**PROBLEM REQUIREMENTS**
Transcribe the following entries word for word. End with the line where "victorges: Oh yeah" appears.

**DATA RECORDS**
--- START ---
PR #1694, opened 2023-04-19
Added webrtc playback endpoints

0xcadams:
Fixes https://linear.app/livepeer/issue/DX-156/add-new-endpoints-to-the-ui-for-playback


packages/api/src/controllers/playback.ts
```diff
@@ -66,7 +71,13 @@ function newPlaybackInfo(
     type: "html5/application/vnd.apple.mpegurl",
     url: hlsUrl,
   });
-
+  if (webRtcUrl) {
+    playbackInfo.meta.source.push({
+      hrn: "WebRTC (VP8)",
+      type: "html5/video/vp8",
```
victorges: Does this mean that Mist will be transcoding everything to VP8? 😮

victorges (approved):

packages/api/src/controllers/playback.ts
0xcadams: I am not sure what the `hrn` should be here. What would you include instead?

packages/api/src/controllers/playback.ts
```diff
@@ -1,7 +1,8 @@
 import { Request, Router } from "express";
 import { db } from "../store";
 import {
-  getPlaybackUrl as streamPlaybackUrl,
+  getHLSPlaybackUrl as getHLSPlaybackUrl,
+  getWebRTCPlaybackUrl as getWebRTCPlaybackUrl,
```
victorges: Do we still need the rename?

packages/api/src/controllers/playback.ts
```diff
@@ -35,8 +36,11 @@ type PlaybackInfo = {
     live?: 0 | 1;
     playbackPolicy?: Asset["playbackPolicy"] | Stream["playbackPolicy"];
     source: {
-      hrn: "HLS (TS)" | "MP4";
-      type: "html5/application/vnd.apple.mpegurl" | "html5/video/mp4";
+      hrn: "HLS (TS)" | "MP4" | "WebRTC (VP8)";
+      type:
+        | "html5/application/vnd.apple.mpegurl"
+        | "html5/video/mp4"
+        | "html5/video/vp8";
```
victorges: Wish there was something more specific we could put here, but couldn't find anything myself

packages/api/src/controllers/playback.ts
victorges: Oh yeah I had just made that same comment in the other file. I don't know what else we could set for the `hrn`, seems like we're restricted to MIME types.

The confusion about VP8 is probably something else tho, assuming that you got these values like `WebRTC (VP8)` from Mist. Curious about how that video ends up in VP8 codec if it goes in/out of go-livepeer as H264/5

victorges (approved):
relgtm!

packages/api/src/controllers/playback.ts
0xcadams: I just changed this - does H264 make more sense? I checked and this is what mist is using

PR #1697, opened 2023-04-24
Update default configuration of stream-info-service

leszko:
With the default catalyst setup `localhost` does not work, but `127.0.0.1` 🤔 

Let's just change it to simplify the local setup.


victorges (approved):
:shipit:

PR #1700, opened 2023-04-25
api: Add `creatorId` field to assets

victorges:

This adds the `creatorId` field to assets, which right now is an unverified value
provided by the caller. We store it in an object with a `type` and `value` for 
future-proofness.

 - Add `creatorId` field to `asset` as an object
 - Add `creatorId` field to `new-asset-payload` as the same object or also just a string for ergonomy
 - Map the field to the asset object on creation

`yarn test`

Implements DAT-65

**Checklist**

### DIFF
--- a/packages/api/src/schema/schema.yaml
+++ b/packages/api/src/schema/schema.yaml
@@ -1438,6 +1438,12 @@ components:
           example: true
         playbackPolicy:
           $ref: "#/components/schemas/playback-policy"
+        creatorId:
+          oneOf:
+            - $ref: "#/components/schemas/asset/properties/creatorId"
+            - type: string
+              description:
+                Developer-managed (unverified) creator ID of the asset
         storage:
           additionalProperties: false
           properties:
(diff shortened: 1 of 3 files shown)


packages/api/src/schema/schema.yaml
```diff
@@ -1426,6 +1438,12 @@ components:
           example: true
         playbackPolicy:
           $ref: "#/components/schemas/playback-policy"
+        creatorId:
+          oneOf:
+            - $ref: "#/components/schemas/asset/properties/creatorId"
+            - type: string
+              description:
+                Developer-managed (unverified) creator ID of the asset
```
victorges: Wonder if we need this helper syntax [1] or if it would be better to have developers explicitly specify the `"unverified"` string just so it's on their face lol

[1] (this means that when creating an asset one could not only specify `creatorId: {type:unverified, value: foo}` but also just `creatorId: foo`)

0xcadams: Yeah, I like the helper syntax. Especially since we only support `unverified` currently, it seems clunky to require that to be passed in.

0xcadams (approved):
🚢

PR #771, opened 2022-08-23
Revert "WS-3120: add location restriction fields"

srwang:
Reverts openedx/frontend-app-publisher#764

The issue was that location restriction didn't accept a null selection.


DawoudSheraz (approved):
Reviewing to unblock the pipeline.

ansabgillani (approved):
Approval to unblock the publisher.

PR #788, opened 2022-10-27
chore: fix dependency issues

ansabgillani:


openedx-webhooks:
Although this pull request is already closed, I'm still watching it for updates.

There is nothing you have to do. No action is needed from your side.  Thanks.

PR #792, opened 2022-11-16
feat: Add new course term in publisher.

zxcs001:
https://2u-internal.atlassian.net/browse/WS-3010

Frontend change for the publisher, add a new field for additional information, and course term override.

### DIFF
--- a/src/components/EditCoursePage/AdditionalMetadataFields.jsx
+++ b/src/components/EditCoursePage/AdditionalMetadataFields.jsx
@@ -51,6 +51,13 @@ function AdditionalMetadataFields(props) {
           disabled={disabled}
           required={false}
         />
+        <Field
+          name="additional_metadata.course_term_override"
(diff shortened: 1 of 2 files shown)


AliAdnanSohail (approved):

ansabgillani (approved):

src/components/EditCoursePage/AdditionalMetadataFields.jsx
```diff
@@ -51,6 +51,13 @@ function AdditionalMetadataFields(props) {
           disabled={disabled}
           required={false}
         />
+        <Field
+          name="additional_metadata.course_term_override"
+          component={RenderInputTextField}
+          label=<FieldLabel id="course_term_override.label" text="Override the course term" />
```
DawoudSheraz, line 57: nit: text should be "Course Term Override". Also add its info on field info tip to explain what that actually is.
--- END ---
**SOLUTION FOR THIS EXERCISE**
PR #1694, opened 2023-04-19
Added webrtc playback endpoints

0xcadams:
Fixes https://linear.app/livepeer/issue/DX-156/add-new-endpoints-to-the-ui-for-playback


packages/api/src/controllers/playback.ts
```diff
@@ -66,7 +71,13 @@ function newPlaybackInfo(
     type: "html5/application/vnd.apple.mpegurl",
     url: hlsUrl,
   });
-
+  if (webRtcUrl) {
+    playbackInfo.meta.source.push({
+      hrn: "WebRTC (VP8)",
+      type: "html5/video/vp8",
```
victorges: Does this mean that Mist will be transcoding everything to VP8? 😮

victorges (approved):

packages/api/src/controllers/playback.ts
0xcadams: I am not sure what the `hrn` should be here. What would you include instead?

packages/api/src/controllers/playback.ts
```diff
@@ -1,7 +1,8 @@
 import { Request, Router } from "express";
 import { db } from "../store";
 import {
-  getPlaybackUrl as streamPlaybackUrl,
+  getHLSPlaybackUrl as getHLSPlaybackUrl,
+  getWebRTCPlaybackUrl as getWebRTCPlaybackUrl,
```
victorges: Do we still need the rename?

packages/api/src/controllers/playback.ts
```diff
@@ -35,8 +36,11 @@ type PlaybackInfo = {
     live?: 0 | 1;
     playbackPolicy?: Asset["playbackPolicy"] | Stream["playbackPolicy"];
     source: {
-      hrn: "HLS (TS)" | "MP4";
-      type: "html5/application/vnd.apple.mpegurl" | "html5/video/mp4";
+      hrn: "HLS (TS)" | "MP4" | "WebRTC (VP8)";
+      type:
+        | "html5/application/vnd.apple.mpegurl"
+        | "html5/video/mp4"
+        | "html5/video/vp8";
```
victorges: Wish there was something more specific we could put here, but couldn't find anything myself

packages/api/src/controllers/playback.ts
victorges: Oh yeah I had just made that same comment in the other file. I don't know what else we could set for the `hrn`, seems like we're restricted to MIME types.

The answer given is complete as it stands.